About this task>
Records follow. Pull out every line that contains "past".

(The data Opens)

PR #392, opened 2018-03-14
Move in helper functions for summarizing values in each column of a csv

kanishka-azimi:
cc: @chreekat Feel free to review and I will make adjustments based on your comments in upcoming PRs.

### DIFF
--- a/src/Data/Csv/Contrib.hs
+++ b/src/Data/Csv/Contrib.hs
@@ -1,19 +1,35 @@
 {-# LANGUAGE OverloadedStrings #-}
 module Data.Csv.Contrib
   ( getHeaders
+  , extractColumnsDistinctSample
   , extractColumnDefaulting
+  , extractColumn
   ) where
 
 import qualified Data.ByteString as BS
 import qualified Data.Csv as CSV
 import qualified Data.HashMap.Strict as HMP
+import qualified Data.List as L
 import qualified Data.Vector as V
 import Data.Vector (Vector)
 
 getHeaders :: CSV.Header -> [BS.ByteString]
 getHeaders = V.toList
 
--- TODO: use in extractSampleColumns
+extractColumnsDistinctSample :: Int -> CSV.Header -> Vector CSV.NamedRecord -> [(BS.ByteString, [BS.ByteString])]
+extractColumnsDistinctSample maxSamples hdrs records =
+    zip hdrs'
+        ( fmap
+              ( getSample
+              . (\hdr -> extractColumnDefaulting hdr records))
+              hdrs' )
+  where
+    getSample :: [BS.ByteString] -> [BS.ByteString]
+    getSample vals =
+        (take maxSamples . L.nub) vals
+    hdrs' :: [BS.ByteString]
+    hdrs' = getHeaders hdrs
+
 extractColumnDefaulting :: BS.ByteString -> Vector CSV.NamedRecord -> [BS.ByteString]
 extractColumnDefaulting hdr records =
    extractColumn hdr records (maybe "" id)
--- a/src/Databrary/Model/Record.hs
+++ b/src/Databrary/Model/Record.hs
@@ -8,6 +8,7 @@ module Databrary.Model.Record
   , changeRecord
   , removeRecord
   , recordJSON
+  , columnSampleJson
 --  , recordJSONRestricted
   -- for testing only
   , extractParticipantFieldRows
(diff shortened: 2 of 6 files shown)


test/Data/Csv/ContribTest.hs
```diff
@@ -12,4 +12,14 @@ tests :: TestTree
...
+    , testCase "extractColumnsDistinctSample"
+        (extractColumnsDistinctSample
+           1
+           (V.fromList ["c1"])
+           (V.fromList
+              [ (HMP.fromList [("c1", "val1")])
+              , (HMP.fromList [("c1", "val1")])
+              , (HMP.fromList [("c1", "val2")])
+              ])
+           @?= [("c1", ["val1"])])
```
kanishka-azimi: @muji786 test driven is coming back strong...

src/Data/Csv/Contrib.hs
```diff
@@ -1,19 +1,35 @@
...
 import qualified Data.HashMap.Strict as HMP
+import qualified Data.List as L
 import qualified Data.Vector as V
 import Data.Vector (Vector)
 
 getHeaders :: CSV.Header -> [BS.ByteString]
 getHeaders = V.toList
 
--- TODO: use in extractSampleColumns
+extractColumnsDistinctSample :: Int -> CSV.Header -> Vector CSV.NamedRecord -> [(BS.ByteString, [BS.ByteString])]
```
kanishka-azimi: Should have used Map ByteString [ByteString], easier to combine or work with further later.

src/Databrary/Model/Record.hs
```diff
@@ -63,3 +71,20 @@ recordJSON publicRestricted r@Record{ recordRow = RecordRow{..}, ..} = JSON.Reco
...
+extractParticipantFieldRows :: [BS.ByteString] -> Vector CSV.NamedRecord -> [(BS.ByteString, [BS.ByteString])]
+extractParticipantFieldRows participantFieldHeaders records =
+    (zip participantFieldHeaders . fmap (\hdr -> extractColumnDefaulting hdr records)) participantFieldHeaders
+
+columnSampleJson :: BS.ByteString -> [BS.ByteString] -> JSON.Value
+columnSampleJson hdr sampleValues =
+    JSON.object [
+          "column_name" JSON..= hdr
+        , "samples" JSON..= sampleValues
+        ]
```
kanishka-azimi: should use type with tojson, will play nicer with servant eventually

src/Data/Csv/Contrib.hs
chreekat: Just use Foldable/Traversable at use sites, change types at your leisure.

src/Data/Csv/Contrib.hs
```diff
@@ -1,19 +1,35 @@
...
 
 import qualified Data.ByteString as BS
 import qualified Data.Csv as CSV
 import qualified Data.HashMap.Strict as HMP
+import qualified Data.List as L
 import qualified Data.Vector as V
 import Data.Vector (Vector)
 
 getHeaders :: CSV.Header -> [BS.ByteString]
 getHeaders = V.toList
```
chreekat: I don't like type synonyms for exactly the reason you (rightly) had to create this function.

src/Data/Csv/Contrib.hs
chreekat: This name and type sig combine into perfect incomprehensibility. I think more, specific types is the right kind of verbosity, allowing function names to be shorter without losing clarity. For instance, I have no idea if "sample" refers to the inputs or the outputs. But if there was a Sample somewhere between the arrows, it would be perfectly clear.

src/Databrary/Model/Record.hs
```diff
@@ -8,13 +8,21 @@ module Databrary.Model.Record
...
   , recordJSON
+  , columnSampleJson
 --  , recordJSONRestricted
+  -- for testing only
+  , extractParticipantFieldRows
   ) where
 
 import Control.Monad (guard)
+import qualified Data.ByteString as BS
+import qualified Data.Csv as CSV
```
chreekat: Bold re capitalization ;) 

I lean marginally towards sticking with whatever we're given. Camel casing acronyms seems to be the norm for Haskell, anyway.

src/Data/Csv/Contrib.hs
kanishka-azimi: It would be instructive to understand how you would have named this and what types you would have used. This is about a 4 out of 10 for what I would I aspire to. It was a function I had to add last minute, after the original design.

I tend to use a combination of typenames and variables names to document. I tried using type aliases in the past, but I didn't like the noise and indirection they introduced.

```
extractColumnsDistinctSample :: Int -> CSV.Header -> Vector CSV.NamedRecord -> [(BS.ByteString, [BS.ByteString])]
extractColumnsDistinctSample maxSamples hdrs records
```
would probably be clearest to me if it was
```
distinctSampleValuesFromEachColumn :: Int -> CSV.CSVData -> Map Text [BS.ByteString]
distinctSampleValuesFromEachColumn maxSamples csvData =
```
The type in cassava doesn't really provide a clean abstraction over headers + rows, which also introduces the messy fact that you have to lookup into a Map, even though you know the key is present.

kanishka-azimi:
> As a fierce opponent to dead code, I prefer to see utility functions like these built after the fact. I like to start at the top, building the business logic while stubbing out the little pieces with [placeholders]

I definitely use placeholder style when I am implementing. Currently, I am still in scrappy reorganize mode, then I will start getting fierce about dead code and compiler warnings again, and also focus on code and rush less.

I could use some help/advice on how to achieve a balance between minimum work in progress code (code on branches instead of in master) while also not adding speculative code. The PRs yesterday and today are mostly cutting up work from prior weeks, not that is stabilizing....

My favorite workflow is:
- break of small pieces of a feature
- start implementing, then opportunistically pick pieces to merge that are considered complete (and attempt to expose to user if possible). Aim for as many small merges as you can safely reach, while also having agreement from product owner that the piece being merge aligns closely with requirements.

To decrease the amount of time that our frontend development has to wait until it can start building demos and getting our product owner actively using/testing new code, I have relented a bit on my focus on constant merges. My current workflow is:
- break of sizeable chunk of a feature
- race to implement minimal pieces of backend to allow some front end development and real testing to proceed, adding lots of TODOs/FIXMEs in code
- once acceptance testing/requirements for some chunk nears maturity, revise large branch and carve up into small branches that one can merge

I am in the last phase currently and I am trying to merge as much as possible that seems mature. The most mature parts are the inner modules...

src/Data/Csv/Contrib.hs
chreekat: Names don't exist in a vacuum; knowing how a named thing is used is just as important as what the name refers to. I think we all dislike super long names, but I think we can be a little more specific, and say there is a relation

```
             Frequency of use
Length ⁓ ————————————————————————
           Generality of function
```

If a function is only used once, perhaps the best name for it is `f` (or no name at all). If it's very general, it should likewise be short (e.g. `map`).

> I tried using type aliases in the past, but I didn't like the noise and indirection they introduced.

Synonyms bad, newtypes good. That's how I feel about it. I usually end up unwrapping it right away, like

```haskell
newtype Whatev = Whatev Int
foobar :: Whatev -> Bool
foobar (Whatev i) = ...
```

so implementation isn't really any noisier. The upside is in the Haddocks and in giving one extra thought when using the function.

chreekat: > The type in cassava doesn't really provide a clean abstraction over headers + rows

This isn't probably the best time to get into it, but have you looked at [sv](http://hackage.haskell.org/package/sv) yet? It was just announced. Maybe it's better.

(The data Closes)

Written response>
I tend to use a combination of typenames and variables names to document. I tried using type aliases in the past, but I didn't like the noise and indirection they introduced.
> I tried using type aliases in the past, but I didn't like the noise and indirection they introduced.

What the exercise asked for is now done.